# Differences in Tarmac SL4 Pro & S Works SL4



## KiloRH (Jun 16, 2011)

Hey guys I've been shopping around and have pretty much decided on an SL4 Tarmac Pro w/ Red to replace my Blue RD1 w/ 105.

All of the ride reports and pseudo reviews I've read have been on the S Works SL4. Does anyone know what the differences will be between the Pro and S Works models?


----------



## Wildcard (Apr 29, 2011)

Hi KiloRH

I have decided ont he same bike, may I just say awesome colour scheme!!

Main differences are in the frame and the carbon fibre. I dont know the techinical wording but I am sure someone will chime in soon, but will give it a go as I understand it.

Sworks frame uses a carbon lay up proccess that comes out slighlty stronger and lighter than the proccess used on the Pro. 

This means that the Sworks frame is slightly lighter and stiffer than the pro, by how much it would be marginal.

If like me you are coming form a low end Carbon or in my case Aluminium bike I would highly dought you could tell the difference. Dont get me wrong I would love to have an SWorks, but the Pro is just at the perfect price point to make the jump too and as specialized have stated it is actually lighter and stiffer than the previous SL3 Sworks so awesome value!!

The only thing I hate about it is I have to wait another 6 to 8 weeks before it hits the stores!!


----------



## ukbloke (Sep 1, 2007)

<speculation>In terms of the frame, the S-Works has the 11r carbon while the Pro has 10r. </speculation>This translates to slightly lighter, slightly stiffer and slightly improved ride for the S-Works. However, the difference seems to have been narrowing as we have gone through the generations from SL to SL-4. The S-Works does have magic S-Works pixie dust that is hand-applied by maidens in the Specialized Taiwanese factory. You just don't get that attention to detail on the Pro. 

Functionally, the frames are basically the same and you need to be a discerning rider to tell them apart (assuming the build and wheels were identical in your test run). The only functional difference is (probably) that the Pro is standard BB only, and the S-Works is either standard BB or OSBB depending on the model. I have not seen the line-up so I could be wrong on that.

Here's the simple way to decide between them. If you want the ultimate Tarmac and/or money is no object, get the S-Works. If you want to save some beans, get the Pro. Either way you will not be disappointed.

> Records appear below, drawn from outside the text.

PR #2761, opened 2019-10-21
Update all projects to netstandard 2.0 minimum

GrabYourPitchforks:
We're not shipping anything that targets frameworks prior to `netstandard2.0`, so no point to compiling corefxlab projects for those frameworks.

This PR also updates the SDK used by corefxlab to .NET Core 3.0 RTM, which also means that System.Text.Json is now built-in and all of the old JsonLab tests and dependent projects are failing due to API changes and type name collisions. Since we've already shipped System.Text.Json, I've removed JsonLab and related projects entirely as part of this PR.


tests/Benchmarks/System.Text.JsonLab/JsonParserPerf.cs
```diff
@@ -1,347 +0,0 @@
...
-using System.Collections.Generic;
-using System.IO;
-using System.Text.Utf8;
-
-namespace System.Text.JsonLab.Benchmarks
-{
-    // Since there are 120 tests here (8 * 15), setting low values for the warmupCount and targetCount
-    [SimpleJob(-1, 3, 5)]
-    [MemoryDiagnoser]
-    public class JsonParserPerf
```
ahsonkhan: I believe most of the relevant benchmarks from here got moved to dotnet/performance.

If we missed some interesting tests, we can always look back at the history and grab some :)

cc @Jozkee

GrabYourPitchforks: Yup. Looks like it got moved to https://github.com/dotnet/performance/blob/master/src/benchmarks/micro/corefx/System.Text.Json/Utf8JsonReader/Perf.Reader.cs.

tests/System.Text.JsonLab.Tests/ReadFromPipeTests.cs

As for the rest of the bike build, I have not really looked into it and tend not to bother until I can compare the specs side-by-side on the Specialized web-site. Obviously the S-Works will get higher end components, top-shelf grouppo, S-Works controls, and usually much nicer wheels, but at a significant price premium.

One thing I have noticed watching amateur races in the SF Bay Area - there are a lot of S-Works bikes being raced around here.


----------



## KiloRH (Jun 16, 2011)

Thanks for the input guys. I'm notmconsidering the s works, I've got my mind made up on the pro. I was more wondering how much I could take out of the s works reviews I've seen so far In comparison to the pro frame I'll end up with.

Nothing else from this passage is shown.